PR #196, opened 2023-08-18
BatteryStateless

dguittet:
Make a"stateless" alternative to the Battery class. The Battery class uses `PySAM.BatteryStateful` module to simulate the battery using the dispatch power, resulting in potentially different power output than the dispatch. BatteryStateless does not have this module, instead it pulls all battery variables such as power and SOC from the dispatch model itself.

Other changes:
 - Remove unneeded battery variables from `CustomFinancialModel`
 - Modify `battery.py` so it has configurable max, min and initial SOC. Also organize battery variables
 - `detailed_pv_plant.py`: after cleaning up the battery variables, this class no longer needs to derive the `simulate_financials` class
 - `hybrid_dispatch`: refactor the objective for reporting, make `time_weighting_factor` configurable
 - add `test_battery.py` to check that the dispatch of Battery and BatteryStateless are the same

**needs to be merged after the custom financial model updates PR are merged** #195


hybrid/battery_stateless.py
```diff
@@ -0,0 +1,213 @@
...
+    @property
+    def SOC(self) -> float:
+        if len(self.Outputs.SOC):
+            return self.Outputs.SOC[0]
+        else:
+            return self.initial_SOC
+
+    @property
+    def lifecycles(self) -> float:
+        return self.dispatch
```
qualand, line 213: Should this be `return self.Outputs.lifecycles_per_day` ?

◇ ◇ ◇ ◇

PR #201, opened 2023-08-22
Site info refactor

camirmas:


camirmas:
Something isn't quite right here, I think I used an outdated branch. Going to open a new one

◇ ◇ ◇ ◇

§ **EXERCISE DESCRIPTION**
Scan the lines above for "hybrid/battery_stateless.py" and for "qualand, line 213: Should". Repeat exactly the line holding each of them and every line in between.

§ **SOLVED EXERCISE**
hybrid/battery_stateless.py
```diff
@@ -0,0 +1,213 @@
...
+    @property
+    def SOC(self) -> float:
+        if len(self.Outputs.SOC):
+            return self.Outputs.SOC[0]
+        else:
+            return self.initial_SOC
+
+    @property
+    def lifecycles(self) -> float:
+        return self.dispatch
```
qualand, line 213: Should this be `return self.Outputs.lifecycles_per_day` ?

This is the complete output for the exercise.